The impact of a social worker partnering with police

There are a lot of people dealing with issues in Kansas City that are frankly not the job of police to address: family problems, poverty, addiction and more. But it is those very issues that create crime problems in our community.

That’s why KCPD took a leadership role in embedding a social worker in one of our inner-city patrol divisions. It’s a unique partnership, and it’s changing people’s lives in a way that enhances public safety. She started in December 2016, and after a year on the job, the impact social worker Gina English is making continues to amaze me.

Lately, she’s taken it upon herself to volunteer and mentor youth incarcerated at the Juvenile Justice Center (JJC). She’s been working to let the young inmates there know that there is support available for them when they get out to do something different with their lives. Since she is working on behalf of KCPD, she’s also planting the seeds of positive relationships between these young people and law enforcement.

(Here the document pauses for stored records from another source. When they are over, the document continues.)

PR #9049, opened 2026-01-11
Handle image paste from empty paste events

aibrahim-oai:
Handle image paste on empty paste events.

- Intent: make image paste work in terminals that emit empty paste events.
- Approach: route paste events through an image-aware handler and read the clipboard when text is empty.
- That's best effort to detect it. Some terminals don't send the empty signal.

### DIFF
--- a/codex-rs/tui/src/chatwidget.rs
+++ b/codex-rs/tui/src/chatwidget.rs
@@ -1642,6 +1642,12 @@ impl ChatWidget {
         self.request_redraw();
     }
 
+    /// Attempt to attach an image from the system clipboard.
+    ///
+    /// This is a best-effort path used when we receive an empty paste event,
+    /// which some terminals emit when the clipboard contains non-text data
+    /// (like images). When the clipboard can't be read or no image exists,
+    /// surface a helpful follow-up so the user can retry with a file path.
     fn paste_image_from_clipboard(&mut self) {
         match paste_image_to_temp_png() {
             Ok((path, info)) => {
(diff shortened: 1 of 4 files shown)


codex-rs/tui/src/chatwidget.rs
```diff
@@ -1658,6 +1642,26 @@ impl ChatWidget {
...
+                    info.height,
+                    info.encoded_format.label()
+                );
+                self.attach_image(path);
+            }
+            Err(err) => {
+                tracing::warn!("failed to paste image: {err}");
+                self.add_to_history(history_cell::new_error_event(format!(
+                    "Failed to paste image: {err}",
+                )));
```
joshka-oai, line 1666: Can we make this message not be a dead end - i.e. tell the user what they can do next to succeed with their intended action. Something like: "Try saving the image on your clipboard somewhere and then copying the path in here" (let codex wordsmith some better suggestions on this).

joshka-oai (approved):
Add more context as doc comments around why we're making choices around this code. There's a lot of nuance that's not immediately obvious / discoverable here, and it would be good to capture these rather than having to dig for it in commit / PR history.

Do we have more details on which terminals act this way? Can we link it to any issues? What testing was done on this?

codex-rs/tui/src/chatwidget.rs
aibrahim-oai: good idea

aibrahim-oai: @codex address both comments

PR #9077, opened 2026-01-12
Send message by default mid turn. queue messages by tab

aibrahim-oai:
https://github.com/user-attachments/assets/03838730-4ddc-44df-a2c7-cb8ecda78660


pakrym-oai (approved):
Needs a better UI visible name

aibrahim-oai:
@codex fix ci

PR #10414, opened 2026-02-02
Require models refresh on cli version mismatch

aibrahim-oai:
New versions can need to receive different model configurations. If the cache is for a different version, refresh.


aibrahim-oai:
@codex review

pakrym-oai:
shouldn't etag handle this?

pakrym-oai (approved):

PR #10423, opened 2026-02-02
fix(auth): isolate chatgptAuthTokens concept to auth manager and app-server

owenlin0:
So that the rest of the codebase (like TUI) don't need to be concerned whether ChatGPT auth was handled by Codex itself or passed in via app-server's external auth mode.

### DIFF
--- a/codex-rs/core/src/auth.rs
+++ b/codex-rs/core/src/auth.rs
@@ -16,6 +16,7 @@ use std::sync::Mutex;
 use std::sync::RwLock;
 
 use codex_app_server_protocol::AuthMode as ApiAuthMode;
+use codex_otel::TelemetryAuthMode;
 use codex_protocol::config_types::ForcedLoginMethod;
 
 pub use crate::auth::storage::AuthCredentialsStoreMode;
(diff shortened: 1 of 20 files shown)


codex-rs/otel/src/lib.rs
```diff
@@ -30,6 +30,12 @@ pub enum ToolDecisionSource {
     User,
 }
 
+#[derive(Debug, Clone, Copy, PartialEq, Eq, Display)]
+pub enum TelemetryAuthMode {
```
owenlin0, line 36: needed to avoid a circular dep

celia-oai: can we add a docstring to explain this?

codex-rs/core/src/auth.rs
```diff
@@ -47,6 +48,15 @@ pub enum AuthMode {
...
+        match mode {
+            AuthMode::ApiKey => TelemetryAuthMode::ApiKey,
+            AuthMode::Chatgpt => TelemetryAuthMode::Chatgpt,
+        }
+    }
+}
+
 /// Authentication mechanism used by the current user.
 #[derive(Debug, Clone)]
 pub enum CodexAuth {
```
celia-oai, line 62: if this is now internal is there a way to make this enum not public while making the impl functions public?

owenlin0: unfortunately no

codex-rs/otel/src/lib.rs
owenlin0: added

celia-oai (approved):

PR #10448, opened 2026-02-03
feat: add APIs to list and download public remote skills

xl-openai:
Add API to list / download from remote public skills


codex-rs/core/src/skills/remote.rs
```diff
@@ -0,0 +1,292 @@
...
+#[derive(Debug, Deserialize)]
+struct RemoteSkillFileRangePayload {
+    start: u64,
+    length: u64,
+}
+
+pub async fn list_remote_skills(config: &Config) -> Result<Vec<RemoteSkillSummary>> {
+    let base_url = config.chatgpt_base_url.trim_end_matches('/');
+    let base_url = base_url.strip_suffix("/backend-api").unwrap_or(base_url);
+    let url = format!("{base_url}/public-api/hazelnuts/");
```
xl-openai, line 79: Public API has a slightly different format and it doesn't require Auth.

codex-rs/core/src/skills/remote.rs
```diff
@@ -0,0 +1,292 @@
...
+        hazelnut.id.clone()
+    } else {
+        hazelnut.name.clone()
+    };
+    let output_dir = downloaded_skills_dir(config).join(dir_name);
+    tokio::fs::create_dir_all(&output_dir)
+        .await
+        .context("Failed to create downloaded skills directory")?;
+
+    let allowed_files = hazelnut.files.keys().cloned().collect::<HashSet<String>>();
```
xl-openai, line 163: remote skill will be a zip and need to unzip while downloading.

codex-rs/core/src/skills/remote.rs
```diff
@@ -0,0 +1,313 @@
...
+#[derive(Debug, Deserialize)]
+struct RemoteSkillFileRangePayload {
+    start: u64,
+    length: u64,
+}
+
+pub async fn list_remote_skills(config: &Config) -> Result<Vec<RemoteSkillSummary>> {
+    let base_url = config.chatgpt_base_url.trim_end_matches('/');
+    let base_url = base_url.strip_suffix("/backend-api").unwrap_or(base_url);
+    let url = format!("{base_url}/public-api/hazelnuts/");
```
alexsong-oai, line 79: should we have a helper function for constructing public-api/hazelnuts url?  Then we can utilize it in all the places

alexsong-oai (approved):

codex-rs/core/src/skills/remote.rs
xl-openai: Currently it is only used for skills-remote. we could do so if we need to use it in more places.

Gina was out shopping last week when she ran into one of the young men she’d spoken with at the JJC. He had been released and was working at a retail store. After speaking with him, Gina learned it was one of two jobs he had. He also no longer was attending an alternative school because he’d caught up on all of his work. Now in a regular high school, he’s making all A’s and B’s. This was a young man who had violated the law and was incarcerated, but now he is well on his way to being a productive member of society. After she spoke with him, Gina talked to his manager at the store. She told the manager that the teen was committed to his future, and that she’d made a great decision to take a chance on hiring him.

When a family came into the Central Patrol station this week to inquire about a driver’s license issue, Gina saw their 6-year-old boy didn’t have a coat. Although the family’s problem probably would best have been addressed at the Department of Motor Vehicles, one of our officers called down to Jefferson City to help make inquiries for them. While he was doing so (Gina had directed him to stall the family a bit), Gina ran out and obtained a coat for the boy. They left the station with their questions answered and a new coat, and the whole family had a new appreciation and trust for police.

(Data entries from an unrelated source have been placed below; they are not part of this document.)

PR #10461, opened 2026-02-03
feat(tui): pace catch-up stream chunking with hysteresis

joshka-oai:
## Summary
- preserve baseline streaming behavior (smooth mode still commits one line per 50ms tick)
- extract adaptive chunking policy and commit-tick orchestration from ChatWidget into `streaming/chunking.rs` and `streaming/commit_tick.rs`
- add hysteresis-based catch-up behavior with bounded batch draining to reduce queue lag without bursty single-frame jumps
- document policy behavior, tuning guidance, and debug flow in rustdoc + docs

## Testing
- just fmt
- cargo test -p codex-tui

### DIFF
--- a/codex-rs/tui/src/tui/frame_rate_limiter.rs
+++ b/codex-rs/tui/src/tui/frame_rate_limiter.rs
@@ -1,7 +1,7 @@
 //! Limits how frequently frame draw notifications may be emitted.
 //!
 //! Widgets sometimes call `FrameRequester::schedule_frame()` more frequently than a user can
-//! perceive. This limiter clamps draw notifications to a maximum of 60 FPS to avoid wasted work.
+//! perceive. This limiter clamps draw notifications to a maximum of 120 FPS to avoid wasted work.
 //!
 //! This is intentionally a small, pure helper so it can be unit-tested in isolation and used by
 //! the async frame scheduler without adding complexity to the app/event loop.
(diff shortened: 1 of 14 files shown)


codex-rs/tui/src/tui/frame_rate_limiter.rs
```diff
@@ -1,16 +1,16 @@
...
 //!
 //! This is intentionally a small, pure helper so it can be unit-tested in isolation and used by
 //! the async frame scheduler without adding complexity to the app/event loop.
 
 use std::time::Duration;
 use std::time::Instant;
 
-/// A 60 FPS minimum frame interval (≈16.67ms).
-pub(super) const MIN_FRAME_INTERVAL: Duration = Duration::from_nanos(16_666_667);
+/// A 120 FPS minimum frame interval (≈8.33ms).
```
wiltzius-openai, line 12: you think its worth checking the actual hardware refresh rate vs always using 120? just curious

wiltzius-openai (approved):
very nice :)

codex-rs/tui/src/tui/frame_rate_limiter.rs
joshka-oai: NNot simple to do in a way that makes sense for this. We can probably make it user configurable is this results in high cpu (though there's other things we could do to drive this down first)

PR #10474, opened 2026-02-03
Ignore remote_compact_trims_function_call_history_to_fit_context_window on windows

pakrym-oai:


bolinfest (approved):

codex-rs/core/tests/suite/compact_remote.rs
```diff
@@ -222,6 +222,7 @@ async fn remote_compact_runs_automatically() -> Result<()> {
     Ok(())
 }
 
+#[cfg_attr(target_os = "windows", ignore)]
```
bolinfest, line 225: Hopefully this doesn't cause any unused import clippy warnings on Windows?

pakrym-oai: This just adds an attribute, it doesn't remove the entire method. In theory it shouldn't affect imports.

PR #10478, opened 2026-02-03
Added support for live updates to skills

etraut-openai:
Add a centralized FileWatcher in codex-core (using notify) that watches skill roots from the config layer stack (recursive)

Send `SkillsChanged` events when relevant file system changes are detected

On `SkillsChanged`:
* Invalidate the skills cache immediately in ThreadManager
* Emit EventMsg::SkillsUpdateAvailable to active sessions
~~* Broadcast a new app-server notification: SkillsListUpdatedNotification~~

This change does not inject new items into the event stream. That means the agent will not know about new skills, so it won't be able to implicitly invoke new skills. It also won't know about changes to existing skills, so if it has already read the contents of a modified skill, it will not honor the new behavior.

This change also does not detect modifications to AGENTS.md.

I plan to address these limitations in a follow-on PR modeled after #9985. Injection of new skills and AGENTS was deemed to risky, hence the need to split the feature into two stages. The changes in this PR were designed to easily accommodate the second stage once we have some other foundational changes in place.

Testing: In addition to automated tests, I did manual testing to confirm that newly-created skills, deleted skills, and renamed skills are reflected in the TUI skill picker menu. Also confirmed that modifications to behaviors for explicitly-invoked skills are honored.


etraut-openai:
@codex review

codex-rs/app-server-protocol/schema/json/v2/SkillsListUpdatedNotification.json
```diff
@@ -0,0 +1,5 @@
+{
+  "$schema": "http://json-schema.org/draft-07/schema#",
+  "title": "SkillsListUpdatedNotification",
+  "type": "object"
+}
```
xl-openai, line 5: Add new line?

etraut-openai: This is an auto-generated file.

codex-rs/core/src/project_doc.rs
```diff
@@ -148,6 +148,31 @@ pub async fn read_project_docs(config: &Config) -> std::io::Result<Option<String
 /// directory (inclusive). Symlinks are allowed. When `project_doc_max_bytes`
 /// is zero, returns an empty list.
 pub fn discover_project_doc_paths(config: &Config) -> std::io::Result<Vec<PathBuf>> {
+    let search_dirs = project_doc_search_dirs(config)?;
```
xl-openai: Irrelevant change?

codex-rs/app-server/src/message_processor.rs
```diff
@@ -112,6 +114,7 @@ pub(crate) struct MessageProcessor {
     config: Arc<Config>,
     initialized: bool,
     experimental_api_enabled: Arc<AtomicBool>,
+    initialized_flag: Arc<AtomicBool>,
```
pakrym-oai: nit: maybe more descriptive name? requested_skills? send_skill_updated_events?

pakrym-oai: ArcSwap might be a good primitive here but not required.

codex-rs/core/src/skills/manager.rs
```diff
@@ -109,22 +107,22 @@ impl SkillsManager {
...
         outcome.disabled_paths = disabled_paths_from_stack(&config_layer_stack);
-        match self.cache_by_cwd.write() {
-            Ok(mut cache) => {
-                cache.insert(cwd.to_path_buf(), outcome.clone());
-            }
-            Err(err) => {
-                err.into_inner().insert(cwd.to_path_buf(), outcome.clone());
-            }
-        }
+        let mut cache = match self.cache_by_cwd.write() {
```
xl-openai, line 110: 👍

codex-rs/core/src/file_watcher.rs
```diff
@@ -0,0 +1,316 @@
...
+mod tests {
+    use super::*;
+    use pretty_assertions::assert_eq;
+
+    fn path(name: &str) -> PathBuf {
+        PathBuf::from(name)
+    }
+
+    #[test]
+    fn throttles_and_coalesces_within_interval() {
```
pakrym-oai, line 283: We might want a few more file watcher specific tests in the future. Not blocking.

codex-rs/app-server/src/message_processor.rs
```diff
@@ -156,6 +159,30 @@ impl MessageProcessor {
             auth_manager.clone(),
             SessionSource::VSCode,
         ));
+
+        // Watch for on-disk skill changes and send notifications to the client.
+        let initialized_flag = Arc::new(AtomicBool::new(false));
+        let mut skills_updates_rx = thread_manager.subscribe_file_watcher();
```
pakrym-oai: A little surprising we don't do subscription somewhere in core while the watcher lives in core. 

Feels a bit like a leaking abstraction where we create the watcher in core but then expose it as is and have the external consumer manage it. 

Have you considered adding a SkillsChanged core event instead?

codex-rs/core/tests/suite/live_reload.rs
```diff
@@ -0,0 +1,171 @@
...
+use core_test_support::responses::ResponsesRequest;
+use core_test_support::responses::mount_sse_sequence;
+use core_test_support::responses::start_mock_server;
+use core_test_support::test_codex::TestCodex;
+use core_test_support::test_codex::test_codex;
+use core_test_support::wait_for_event;
+use tokio::time::timeout;
+
+fn sse_completed(id: &str) -> String {
+    load_sse_fixture_with_id("../fixtures/completed_template.json", id)
```
pakrym-oai: prefer the existing shared `sse_completed` helper

codex-rs/app-server/src/message_processor.rs
pakrym-oai: Ah, you did add the event. Should we use it here instead of resubscribing to watcher directly?

codex-rs/core/tests/suite/live_reload.rs
```diff
@@ -0,0 +1,171 @@
...
+            });
+        assert!(
+            saw_expected_path,
+            "expected changed watcher path to include {expected_skill_path:?} or {expected_skill_dir:?}, got {changed_paths:?}"
+        );
+    } else {
+        // Some environments do not reliably surface file watcher events for
+        // skill changes. Clear the cache explicitly so we can still validate
+        // that the updated skill body is injected on the next turn.
+        test.thread_manager.skills_manager().clear_cache();
```
pakrym-oai, line 137: Is this test too weak?

codex-rs/core/tests/suite/live_reload.rs
```diff
@@ -0,0 +1,171 @@
...
+        .expect("first request captured");
+    assert!(
+        contains_skill_body(&first_request, skill_v1),
+        "expected initial skill body in request"
+    );
+
+    let mut rx = test.thread_manager.subscribe_file_watcher();
+    write_skill(test.codex_home_path(), "demo", "demo skill", skill_v2);
+
+    let changed_paths = timeout(Duration::from_secs(5), async move {
```
pakrym-oai: Should we assert EventMsg::SkillsUpdateAvailable event instead?

codex-rs/core/tests/suite/live_reload.rs
```diff
@@ -0,0 +1,171 @@
...
+        test.thread_manager.skills_manager().clear_cache();
+    }
+
+    submit_skill_turn(&test, skill_path.clone(), "please use $demo again").await?;
+    let last_request = responses
+        .last_request()
+        .expect("request captured after skill update");
+
+    assert!(
+        contains_skill_body(&last_request, skill_v2),
```
pakrym-oai, line 146: Surprised the skill is getting reinjected on next turn.

pakrym-oai (approved):
I think we should peek file watcher as code implementation detail and only expose/consume EventMsg::SkillsUpdateAvailable event.

codex-rs/core/src/file_watcher.rs
```diff
@@ -0,0 +1,316 @@
...
+            tx,
+        }
+    }
+
+    pub(crate) fn subscribe(&self) -> broadcast::Receiver<FileWatcherEvent> {
+        self.tx.subscribe()
+    }
+
+    pub(crate) fn register_config(&self, config: &Config) {
+        self.register_skills_root(config.codex_home.join("skills"));
```
xl-openai: skill_roots_from_layer_stack_with_agents should cover this already?

codex-rs/core/tests/suite/live_reload.rs
xl-openai: I don't see a shared sse_completed helper?

codex-rs/core/src/codex.rs
```diff
@@ -959,6 +988,9 @@ impl Session {
             sess.send_event_raw(event).await;
         }
 
+        // Start the watcher after SessionConfigured so it cannot emit earlier events.
+        sess.start_file_watcher_listener();
```
xl-openai, line 992: So we will still emit EventMsg::SkillsUpdateAvailable (for each session) for app-server clients right?

codex-rs/core/tests/suite/live_reload.rs
pakrym-oai: responses::ev_completed("resp-1"),

codex-rs/core/tests/suite/live_reload.rs
xl-openai: The submit_skill_turn explicitly mentioned the skill again. Currently we do not dedupe pre-injection if you mention the same skills multiple times in a thread.

codex-rs/core/src/file_watcher.rs
xl-openai: add basic tests on util functions.

codex-rs/core/tests/suite/live_reload.rs
xl-openai: I can’t find a way to make this behave consistently. I agree that if we swallow the error, this test becomes largely meaningless.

Gina also got three people into substance treatment last week. As always, she is humble. She told me, “I just take advantage of what’s already available in the community and make connections for them. And how great is it that this help is coming from the place of law enforcement?”

That is just some of what one person did in one week in one area of the city (Central Patrol Division). Imagine what more social workers embedded with law enforcement across the city could do. We are working on funding that vision at each patrol division to create even stronger partnerships between social workers, police department members – especially community interaction officers - and our community. We are willing to forge nontraditional partnerships that work to decrease crime in our city. People who don’t have their basic needs met will always look for alternative means. The KCPD is striving to assist with those alternative means, as opposed to criminal means.